State | Outage Hours/Year | Price per kWh | YoY Price Change | State Incentive Grade | Sunshine Hrs. |
Montana | 1.9 | 10.23¢ | -1% | F | 2625 |
Iowa | 1.4 | 8.48¢ | -1% | F | 2691 |
North Dakota | 4.4 | 7.95¢ | 0% | F | 2446 |
Nebraska | 1.2 | 9.33¢ | +3% | F | 2812 |
Idaho | 2.2 | 9.51¢ | +3% | F | 2993 |
Nevada | 2.3 | 9.66¢ | -15% | F | 3633 |
Wyoming | 2.0 | 9.52¢ | +10% | F | 3180 |
Oklahoma | 22.3 | 8.53¢ | +4% | F | 3083 |
Utah | 2.1 | 9.97¢ | +16% | F | 3018 |
Arkansas | 15.3 | 9.60¢ | +6% | F | 2771 |
Insights
Montana has low prices, minimal outages, and declining electricity costs, hardly a climate that favors solar financially, even for climate-conscious homeowners.
Iowa and North Dakota tie for the lowest electricity prices in the country. With no incentive infrastructure and stable grids, there’s little immediate benefit to going solar.
Nebraska and Idaho have similarly cheap and stable power. Their lack of incentives leaves homeowners without financial tools to reduce upfront solar costs.
Nevada, despite being one of the sunniest states, experienced a significant drop in electricity prices (-15%), which weakens the ROI for new solar investments.
Wyoming and Oklahoma suffer from poor policy support and very low electricity prices.
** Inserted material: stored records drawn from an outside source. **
PR #86, opened 2021-05-21
Feat: automatically log slow sql executions

zqzten:
This PR adds feature to automatically log slow sql.

It's common that sometimes network or database problems occur in production which cause slow sql executions and lead to apiserver errors. It would be handy to automatically log some sql execution details when we meet a slow sql (only log slow sqls not to make the INFO log too verbose) for troubleshooting afterwards. It's also helpful for detecting real slow sql problems in real production use cases.

### DIFF
--- a/pkg/drivers/generic/generic.go
+++ b/pkg/drivers/generic/generic.go
@@ -239,11 +239,15 @@ func Open(ctx context.Context, driverName, dataSourceName string, connPoolConfig
 
 func (d *Generic) query(ctx context.Context, sql string, args ...interface{}) (*sql.Rows, error) {
 	logrus.Tracef("QUERY %v : %s", args, Stripped(sql))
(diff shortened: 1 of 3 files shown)


brandond:
most SQL engines already have built-in options for doing this, for example: https://dev.mysql.com/doc/refman/5.7/en/slow-query-log.html - the only place I could see this being useful is perhaps with sqlite?

zqzten:
@brandond Thanks for the reply. This feature trace the whole SQL execution time which includes actual SQL execution time in database and also the connection and transporting time. We've met issues that a client took a long time executing a normal SQL (which did not cause a slow SQL in db), that's why we want to do it - this feature can also help to find out other possible problems along with the database log.

zqzten:
Replaced by a more general metrics implementation #121

PR #92, opened 2021-06-29
Ensure compaction runs during startup

brandond:
* Ensure that initial compaction runs during Start. Deferring this until
Watch creates a race condition wherein we can start answering
requests before compact_rev_key is created, which will cause SQL errors
as seen in k3s-io/k3s#3523.

* Fix client.Delete; the current implementation does not actually work
because delete is only implemented within transactions.

* Fix CI tests by pinning the library we're using to output perf stats

### DIFF
--- a/pkg/logstructured/sqllog/sql.go
+++ b/pkg/logstructured/sqllog/sql.go
@@ -53,9 +53,9 @@ type Dialect interface {
 	BeginTx(ctx context.Context, opts *sql.TxOptions) (*generic.Tx, error)
 }
 
-func (s *SQLLog) Start(ctx context.Context) (err error) {
+func (s *SQLLog) Start(ctx context.Context) error {
 	s.ctx = ctx
-	return
+	return s.compactStart(s.ctx)
 }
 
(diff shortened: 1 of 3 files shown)


galal-hussein (approved):
LGTM

pkg/logstructured/sqllog/sql.go
```diff
@@ -53,9 +53,12 @@ type Dialect interface {
 	BeginTx(ctx context.Context, opts *sql.TxOptions) (*generic.Tx, error)
 }
 
-func (s *SQLLog) Start(ctx context.Context) (err error) {
+func (s *SQLLog) Start(ctx context.Context) error {
 	s.ctx = ctx
-	return
+	if err := s.compactStart(s.ctx); err != nil {
```
briandowns, line 58:
```suggestion
	return s.compactStart(s.ctx)
```

brandond: I wish gofmt would carp about this

briandowns (approved):
LGTM

PR #101, opened 2021-08-18
Configure GRPC keepalives

brandond:
Related to:
* https://github.com/k3s-io/k3s/issues/3881


dweomer (approved):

Even high outage levels in Oklahoma aren’t enough to compensate.
Utah saw the second-highest electricity price increase in the nation—but starts from a low baseline and offers no state support, making solar an unattractive proposition.
Arkansas combines relatively high outages with cheap energy and no incentives, limiting the appeal for solar installation in 2025 and beyond.
Methodology
To determine the best and worst states for solar installation after the expiration of the federal tax credit, SolarTech created a (weighted) composite score using the following metrics:
- Electricity Prices (45%)
Based on April 2025 residential rates from the U.S. Energy Information Administration (EIA). Higher prices improve the economic case for solar adoption, resulting in a higher composite score. - State Solar Incentives (20%)
Pulled from CNET’s 2024 rankings. Letter grades were converted to numeric values and normalized. Strong state incentives received higher scores. - Annual Sunshine Hours (25%)
Data gathered from NOAA and regional weather stations. More sunshine increases a system’s solar energy yield and ROI, resulting in a higher composite score. - Power Outage Severity (10%)
Based on the most recent System Average Interruption Duration Index (SAIDI) data from the EIA, converted to hours per year. Fewer outages reduced the need for solar as a backup, resulting in a higher overall score. - Year-over-Year Electricity Price Change (10%)
Calculated based on percent change in 2025 vs 2024 price per kilowatt hour in each state (EIA). States with larger price increases received lower scores, since affordability is deteriorating—an issue solar can help address.